Tendenze, politiche e strumenti finanziari

In Etifor lavoriamo da anni per colmare il divario tra conservazione della natura e strategie aziendali. Dopo la pubblicazione dell’edizione 2024 del report “Biodiversity and the private sector in Italy”, abbiamo deciso di aggiornare e ampliare il lavoro alla luce dei nuovi sviluppi.

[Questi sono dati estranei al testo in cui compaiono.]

PR #552, opened 2018-12-20
[12.0][MIG] website_google_tag_manager: Migration to v12

cristinamartinrod:
cc @Tecnativa


website_google_tag_manager/views/website_views.xml
```diff
@@ -1,16 +0,0 @@
-<?xml version="1.0" encoding="UTF-8"?>
```
pedrobaeza: Why removing this?

website_google_tag_manager/__manifest__.py
```diff
@@ -16,10 +16,9 @@
     ],
     "data": [
         "views/res_config_settings_view.xml",
-        "views/website_views.xml",
         'views/website_templates.xml',
     ],
     'images': [
-        'static/description/icon.png',
```
pedrobaeza: It's OK to remove the icon here, but don't remove the file per se, as it's the module icon (it's always automatically got from that path without being here declared).

pedrobaeza (changes requested):
Remove again `.DS_Store` file

website_google_tag_manager/views/website_views.xml
cristinamartinrod: En v12 Odoo remove all atributes (analytics, google maps, etc...) in this form. Now this form is just a popup to create a new website.

pedrobaeza: But then you need other form where putting this. There should be a `website` form...

website_google_tag_manager/__manifest__.py
cristinamartinrod: I don't remove it. Only was changed for new one :)

website_google_tag_manager/views/website_views.xml
cristinamartinrod: Doesn't look like it

website_google_tag_manager/__manifest__.py
pedrobaeza: This is saying the contrary:

https://github.com/OCA/website/pull/552/commits/4bad4da977df42c045b41012435226aa74012a32#diff-d6dd36ca45092f55ef21b2c115018a42

As said, there MUST BE a `static/description/icon.png` file in the module for having a module icon. If you add more images (which this section is for), great, but the other one is different.

cristinamartinrod: Of course and here is the icon file in his branch: https://github.com/Tecnativa/website/tree/12.0-mig-website_google_tag_manager/website_google_tag_manager/static/description

pedrobaeza: It's very weird, as GitHub is saying that is removed:

seleccion_004

but indeed it's OK.

pedrobaeza (approved):

website_google_tag_manager/__manifest__.py
cristinamartinrod: Yeah, is about the image size, now is smaller. I hadn't noticed it before either.

chienandalu (commented):
I couldn't make it work

image

cristinamartinrod:
@chienandalu this is the test on runbot with a real Container ID.
GTM approves the script and collects data:
captura de pantalla 2018-12-20 a las 12 06 38
captura de pantalla 2018-12-20 a las 12 06 30

chienandalu (approved):
Ok, then I just had it misconfigured it :+1:

Issue #554, opened 2019-01-02
[10.0] website_field_autocomplete - data-domain not working


ivantodorovich:
The domain is not being evaluated, so it's being concatenated as a string.
This raises a `ValueError: Invalid leaf`

For instance, this is a domain logged at the controller, right before searching `lef` with custom domain `[['id', 'in', [504, 505]]`:
```py
[[u'name', u'ilike', u'lef'], u"[['id', 'in', [504, 505]]]"]
```

@lasley

PR #555, opened 2019-01-03
[10.0][FIX] add_domain was not being evaluated (#554)

ivantodorovich:
This fixes https://github.com/OCA/website/issues/554

At first, I tried to use `pyeval`, but then realized it's not available on website, only on backend.


website_field_autocomplete/controllers/main.py
```diff
@@ -6,6 +6,8 @@
 from odoo import http
 from odoo.http import request
 from odoo.addons.website.controllers.main import Website
+import logging
```
pedrobaeza: Why the changes in this file?

ivantodorovich: Sorry, that shouldn't be there 👍 
Fixed

simahawk (approved):
LG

L’edizione aggiornata al 2025 combina ricerche più recenti con i dati raccolti tramite due questionari consecutivi, che hanno coinvolto complessivamente 140 aziende italiane. L’obiettivo rimane quello di capire come il settore privato possa diventare un attore chiave nella conservazione e nel ripristino degli ecosistemi.

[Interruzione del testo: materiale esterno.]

PR #556, opened 2019-01-04
[IMP] 11.0 website_form_recaptcha improve JS

mpanarin:
* Make JS easier to extend (for example, when captcha api params are required)
* Make enforce language when possible (auto-detect can fail if browser lang is different)

### DIFF
--- a/website_form_recaptcha/README.rst
+++ b/website_form_recaptcha/README.rst
@@ -25,6 +25,10 @@ To use this module, you need to:
 * Set `website_form_recaptcha` to `True` on that model (similar to enabling forms)
 * Add an element with the `o_website_form_recaptcha` class anywhere in the form
 
+Captcha will try to use the language of your website. If it, for whatever
+reason, can't find, it will default to google API and use the language of the
+browser.
+
 Look at `website_crm_recaptcha` module for example implementation
 
 
@@ -55,6 +59,7 @@ Contributors
 ------------
 
 * Dave Lasley <dave@laslabs.com>
+* Mykhailo Panarin <m.panarin@mobilunity.com>
 
 Maintainer
 ----------
--- a/website_form_recaptcha/static/src/js/field_recaptcha.js
+++ b/website_form_recaptcha/static/src/js/field_recaptcha.js
@@ -11,22 +11,53 @@ odoo.define('website_form_recaptcha.recaptcha', function (require) {
 
     snippet_animation.registry.form_builder_send = form_builder_send.extend({
 
+        // https://developers.google.com/recaptcha/docs/language
+        captcha_languages: [
+            "ar", "af", "am", "hy", "az", "eu", "bn", "bg", "ca", "zh-HK",
+            "zh-CN", "zh-TW", "hr", "cs", "da", "nl", "en-GB", "en", "et",
+            "fil", "fi", "fr", "fr-CA", "gl", "ka", "de", "de-AT", "de-CH",
+            "el", "gu", "iw", "hi", "hu", "is", "id", "it", "ja", "kn", "ko",
+            "lo", "lv", "lt", "ms", "ml", "mr", "mn", "no", "fa", "pl", "pt",
+            "pt-BR", "pt-PT", "ro", "ru", "sr", "si", "sk", "sl", "es", "es-419",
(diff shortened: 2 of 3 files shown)


website_form_recaptcha/static/src/js/field_recaptcha.js
```diff
@@ -15,18 +15,28 @@ odoo.define('website_form_recaptcha.recaptcha', function (require) {
...
             );
         },
+        _get_captcha_elem: function (data) {
+            return $('<div/>', {
+                'class': 'g-recaptcha',
+                'data-sitekey': data.site_key
+            });
+        },
+        _get_captcha_script_url: function (data) {
+            return 'https://www.google.com/recaptcha/api.js';
```
simahawk: I'd set `hl=session.user_context.lang` if available

simahawk (changes requested):
version upgrade missing.
If you add the lang improvement you should also mention it in README

website_form_recaptcha/static/src/js/field_recaptcha.js
mpanarin: I think the default parameters of api should be kept by default. This way, `_get_captcha_script_url` is easy to extend. So, I think its better to keep it as is.

simahawk: well, to me if the language in the captcha is not loaded properly based on the odoo lang... then it's a bug, not a feature.
Unless you show me the contrary... :wink: 
In my case, with the website in FR and my browser in EN I got captcha content in EN, which is wrong IMO.

website_form_recaptcha/static/src/js/field_recaptcha.js
```diff
@@ -11,22 +11,52 @@ odoo.define('website_form_recaptcha.recaptcha', function (require) {
...
+                'class': 'g-recaptcha',
+                'data-sitekey': data.site_key
+            });
+        },
+        _get_captcha_script_url: function (data) {
+            return 'https://www.google.com/recaptcha/api.js' + this._set_additional_params();
+        },
+        _set_additional_params: function() {
+            var lang = $("html").attr("lang").replace("_", "-");
+            if (this.captcha_languages.includes(lang)) {
```
simahawk, line 51: I'd move `'https://www.google.com/recaptcha/api.js'` to a static attribute `recaptcha_js_url` and keep only `_get_captcha_script_url`.

Also, I'd add 2 comments inside the IF blocks: `// lookup for specific localization (ie: fr-FR)` and `// fallback to main lang`

simahawk (commented):
LG, minor adjustments

yajo (approved):
I :heart: it.

website_form_recaptcha/README.rst
```diff
@@ -25,6 +25,9 @@ To use this module, you need to:
 * Set `website_form_recaptcha` to `True` on that model (similar to enabling forms)
 * Add an element with the `o_website_form_recaptcha` class anywhere in the form
 
+Captcha will try to use the language of your website, if it, for whatever
+reason, can't find it will default it google api and use a language of the
+browser.
```
pedrobaeza, line 30: Missing extra line

website_form_recaptcha/README.rst
```diff
@@ -25,6 +25,9 @@ To use this module, you need to:
 * Set `website_form_recaptcha` to `True` on that model (similar to enabling forms)
 * Add an element with the `o_website_form_recaptcha` class anywhere in the form
 
+Captcha will try to use the language of your website, if it, for whatever
```
pedrobaeza:
```suggestion
Captcha will try to use the language of your website. If it, for whatever
```

website_form_recaptcha/README.rst
```diff
@@ -25,6 +25,9 @@ To use this module, you need to:
...
+reason, can't find it will default it google api and use a language of the
```
pedrobaeza:
```suggestion
reason, can't find, it will default to google API and use the language of the
```

pedrobaeza (changes requested):

simahawk (approved):

simahawk:
@pedrobaeza your comments attended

I questionari hanno raccolto dati di prima parte sulla consapevolezza, le azioni e le strategie delle aziende rispetto alla biodiversità. I risultati mostrano un interesse crescente verso il tema e una sensibilità sempre maggiore nei confronti del nuovo contesto normativo europeo. In parallelo, le aziende chiedono strumenti più chiari per affrontare rischi, dipendenze e opportunità legati alla natura.

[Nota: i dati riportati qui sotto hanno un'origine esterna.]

PR #563, opened 2019-01-09
[REF] website_form_recaptcha: better API, allow per-website config

simahawk:
* API keys can now be configured via website settings
  which in turn allow to customize the values per website
  in a multi-website instance;

* move all internal APIs to the model `website.form.recaptcha`
  so that we do not depend anymore on the controller
  if we need to integrate it into other pieces of code.

* readme fragments


tarteo (approved):
Yes, yes! Very nice I like it! Thanks

website_form_recaptcha/readme/CONFIGURE.rst
```diff
@@ -0,0 +1,12 @@
+First of all you must obtain
+a ReCaptcha key from `Google <http://www.google.com/recaptcha/admin>`_
+
+**Global setup**
```
yajo, line 4: I have a question. Does having a global setup make sense in any circumstance? Or is it just to keep backwards compatibility? :thinking: 

If it is the 2nd, then maybe you should add a migration script and we could forget about the global system now and forever.

website_form_recaptcha/controllers/main.py
```diff
@@ -12,6 +11,10 @@
 
 class WebsiteForm(WebsiteForm):
 
+    @property
+    def recaptcha_model(self):
+        return request.env['website.form.recaptcha'].sudo()
```
yajo: Is this property worth the effort? :thinking:

website_form_recaptcha/controllers/main.py
```diff
@@ -12,6 +11,10 @@
 
 class WebsiteForm(WebsiteForm):
 
+    @property
+    def recaptcha_model(self):
```
mpanarin: I'd switch it from property to a simple function.
1. Properties are a nightmare to inherit.
2. You didn't define a setter for it. And someone will definitely try to set it sometime and it will crash the whole thing.

yajo (approved):
A couple of little points to maybe rethink, but good overall.

mpanarin (changes requested):
Other than a small thing, LGTM

website_form_recaptcha/readme/CONFIGURE.rst
mpanarin: I think in multi-website you can easily have same captcha credentials set up, so I don't think this is an issue

simahawk: nope, you can easily have different domains. And this is also the answer for @Yajo 's question:

1. if you have N websites w/ same domain -> use the param
2. if you have N websites w/ different domain -> use website settings
3. it offers backward compat for free
4. if you have global conf you can set it via env files

website_form_recaptcha/controllers/main.py
simahawk: I don't see why it would be a nightmare, they work unless you do tricky things... 

no one will set it... if it happens, you are doing it wrong :)

That being said, not really worth it as Jairo pointed out. I'll strip it out.

website_form_recaptcha/controllers/main.py
simahawk: removed

website_form_recaptcha/readme/CONFIGURE.rst
yajo: >     1. if you have N websites w/ same domain

Is that possible?

mpanarin (approved):

website_form_recaptcha/readme/CONFIGURE.rst
simahawk: well, AFAIS you can set a domain and this will be applied to sub-domains too.
If you set a sub-domain, it works on it only.

I should reword that sentence w/ `N websites w/ different sub-domains but same domain using a single captcha key'

yajo: Oh ok, thanks for the info! :blush:

PR #565, opened 2019-01-14
[12.0] [MIG] website_event_filter_organizer: Migration to v12

sergio-teruel:
cc @Tecnativa


pedrobaeza:
This should go to OCA/event instead.

website_event_filter_organizer/__init__.py
```diff
@@ -0,0 +1,5 @@
+# (c) 2015 Incaser Informatica S.L. - Sergio Teruel
```
pedrobaeza: Remove these copyright lines.

website_event_filter_organizer/__manifest__.py
```diff
@@ -0,0 +1,18 @@
+# (c) 2015 Incaser Informatica S.L. - Sergio Teruel
```
pedrobaeza: Update copyright

website_event_filter_organizer/readme/CONTRIBUTORS.rst
```diff
@@ -0,0 +1,2 @@
+* Carlos Dauden <carlos@tecnativa.com>
```
pedrobaeza: Put the company and then the authors in the usual way we do it now.

website_event_filter_organizer/readme/USAGE.rst
```diff
@@ -0,0 +1,2 @@
+To use filter by organizar in website event page you active the filter in
```
pedrobaeza: s/organizar/organizer

pedrobaeza: s/active/should activate

pedrobaeza (changes requested):
Please generate README.rst file, move it to OCA/event, and I'm wondering if this should go inside https://github.com/OCA/event/tree/11.0/website_event_filter_selector

sergio-teruel:
@pedrobaeza Changes done

pedrobaeza (approved):

website_event_filter_organizer/__manifest__.py
```diff
@@ -0,0 +1,18 @@
+# Copyright 2019 Tecnativa - Sergio Teruel
+# Copyright 2019 Tecnativa - Carlos Dauden
+# License AGPL-3 - See http://www.gnu.org/licenses/agpl-3.0.html
+
+{
```
nikul-serpentcs, line 5: Add `website` key: `https://github.com/OCA/website`

pedrobaeza: I'm seeing now that I said this should go to OCA/event, and it should still be moved.

nikul-serpentcs: @sergio-teruel then URL will change `https://github.com/OCA/event`

website_event_filter_organizer/demo/event_demo.xml
```diff
@@ -0,0 +1,42 @@
+<?xml version="1.0" encoding="utf-8"?>
+<odoo>
+
+    <!-- event.event -->
+    <record id="event_organizer_0" model="event.event">
```
pedrobaeza, line 5: Why adding this as demo instead on the `setUp` of the test?

pedrobaeza (changes requested):
My request to move this to OCA/event is still valid

website_event_filter_organizer/demo/event_demo.xml
sergio-teruel: Ups!!!!!
As in V11 due to database cursor... Anyway I think that is valid :smile:

sergio-teruel:
Ok, I will move to event repository... I will wait to green CI

website_event_filter_organizer/demo/event_demo.xml
pedrobaeza: Well, I prefer to not put data to be used in tests this way because they can be altered meanwhile, they add noise in real demo data, and any way, you haven't put them as noupdate="1".

sergio-teruel:
Moved to event repository.
@nikul-serpentcs manifest URL changed in event PR

PR #566, opened 2019-01-22
website_form_recaptcha: fix and backward compat

simahawk:
@chienandalu regarding your change from https://github.com/OCA/website/pull/540 can you check it is properly handled? 
I added a specific test for it, still, better to double check :)

I'd also like to use vcrpy to remove most of the mockings in tests, but this is something that can wait.

I added also some backward compat glue to address issues like https://github.com/OCA/apps-store/pull/46
/cc @bizzappdev @pedrobaeza

### DIFF
--- a/website_form_recaptcha/models/website_form_recaptcha.py
+++ b/website_form_recaptcha/models/website_form_recaptcha.py
@@ -4,7 +4,10 @@
 
 from odoo import models, api, http, _
 from odoo.exceptions import ValidationError
+import logging
 import requests
+
+_logger = logging.getLogger(__name__)
 
 
 class WebsiteFormRecaptcha(models.AbstractModel):
@@ -16,10 +19,12 @@ class WebsiteFormRecaptcha(models.AbstractModel):
     _description = 'Website Form Recaptcha Validations'
     URL = 'https://www.google.com/recaptcha/api/siteverify'
     RESPONSE_ATTR = 'g-recaptcha-response'
+    # name of the token attr to store on the request object
+    REQUEST_TOKEN = RESPONSE_ATTR.replace('-', '_')
 
     @api.model
     def _get_error_message(self, errorcode=None):
-        map = {
+        mapping = {
             'missing-input-secret': _('The secret parameter is missing.'),
             'invalid-input-secret':
                 _('The secret parameter is invalid or malformed.'),
@@ -27,8 +32,8 @@ class WebsiteFormRecaptcha(models.AbstractModel):
             'invalid-input-response':
                 _('The response parameter is invalid or malformed.'),
         }
-        return map.get(errorcode, _('There was a problem with '
-                                    'the captcha entry.'))
+        return mapping.get(errorcode, _('There was a problem with '
+                                        'the captcha entry.'))
 
     def _get_api_params(self):
         ICP = self.env['ir.config_parameter'].sudo()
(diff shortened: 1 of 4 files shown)


chienandalu (commented):
Well, if the call to recaptcha is made just once there shouldn't be any problem. `website_crm_phone_validation` provoked a double call, so recaptcha returned an error to the second one, making the validation fail. I think it should be ok if that doesn't happen.

website_form_recaptcha/models/website_form_recaptcha.py
```diff
@@ -80,32 +82,56 @@ def validate_response(self, response, remote_ip, website=None):
...
+        # Store reCAPTCHA's token in the current request object
+        setattr(request, self.REQUEST_TOKEN, req_value)
+        return validated
+
+    # TODO: backward compat, remove in v12
+    @api.model
+    def action_validate(self, req_value, ip_addr):
+        """Backward compatibility for old implementation.
+
+        Prior to API refactoring pre-validation steps
```
yajo: Could you specify which API refactoring? Maybe put a link or something. I'm confused if it's Odoo's, OCA's, or Google's.

website_form_recaptcha/tests/test_captcha.py
```diff
@@ -95,6 +95,43 @@ def test_no_success_raises(self, mk):
...
+        with self.assertRaises(ValidationError) as err:
+            self.model_obj.validate_request(request, req_values)
+        self.assertEqual(
+            err.exception.name, 'The secret parameter is missing.')
+
+    def test_validate_request_old_value(self):
+        request = mock.MagicMock()
+        request.g_recaptcha_response = 'all good here'
+        req_values = {}
+        self.assertTrue(self.model_obj.validate_request(request, req_values))
```
yajo: In this specific case, you probably need to ensure no calls to validation method are done, since the request is repeated.

It would be a bug if the validation is called when it shouldn't.

website_form_recaptcha/tests/test_captcha.py
```diff
@@ -95,6 +95,43 @@ def test_no_success_raises(self, mk):
...
+
+    def test_validate_request_validate_response(self):
+        # Ensure that w/ proper conditions `validate_response is called`
+        request = mock.MagicMock()
+        request.g_recaptcha_response = None
+        # backwarrd compat skip
```
yajo: "Backward"

website_form_recaptcha/tests/test_captcha.py
```diff
@@ -95,6 +95,43 @@ def test_no_success_raises(self, mk):
...
+            mocked.assert_called_with('validate_me', '1.2.3.4')
+
+    def test_action_validate_backward_compat(self):
+        # Ensure that w/ proper conditions `validate_response is called`
+        with mock.patch.object(
+                type(self.model_obj), 'validate_response') as mocked:
+            self.model_obj.action_validate(
+                'captcha_value', '4.5.6.7'
+            )
+            mocked.assert_called_with('captcha_value', '4.5.6.7')
```
yajo: In this specific case (different from the above) you are testing a method implementation instead of its results.

This is a good idea for the case explained above, but IMHO not here. The fact that it calls another method doesn't mean it's going to return that value. It would be better to check instead that the method output is expected.

Also, AFAICS, this test should disappear on v12, right? A TODO note will ease the migration.

yajo (changes requested):

simahawk:
@Yajo you are right on all the points. Addressed. For backward compat tests, to be 100% it behaves as the new api I replicated all the main tests. 
Also, I added a deprecation warning for the old method.

yajo (approved):
:clap: :clap:

rafaelbn (approved):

Biodiversità, sempre più in pericolo
La flora e la fauna italiane sono tra le più ricche d’Europa, ma anche tra le più minacciate: oltre 160 specie sono oggi ad alto rischio di estinzione e quasi il 20% degli ecosistemi si trova in uno stato di conservazione sfavorevole.
Pressioni come perdita di habitat, inquinamento e specie invasive stanno compromettendo il capitale naturale del Paese, con impatti economici già evidenti, tra cui la desertificazione, che interessa circa il 20% del territorio nazionale.
Imprese, un ruolo chiave
Le aziende che integrano la biodiversità nelle proprie strategie possono contribuire in modo concreto alla tutela degli ecosistemi, ridurre i rischi operativi e cogliere nuove opportunità di crescita. La consapevolezza sta aumentando, ma la sfida dei prossimi anni sarà trasformare questa attenzione in azioni concrete, anche grazie a strumenti come la CSRD e la Nature Restoration Law.
Alcuni, highlight del report 2025
- La consapevolezza cresce: sempre più imprese stanno valutando impatti e dipendenze dalla biodiversità.
- Il quadro normativo cambia rapidamente: tra CSRD, Nature Restoration Law ed EU Nature Credits, le aziende devono adattarsi a un contesto in forte evoluzione.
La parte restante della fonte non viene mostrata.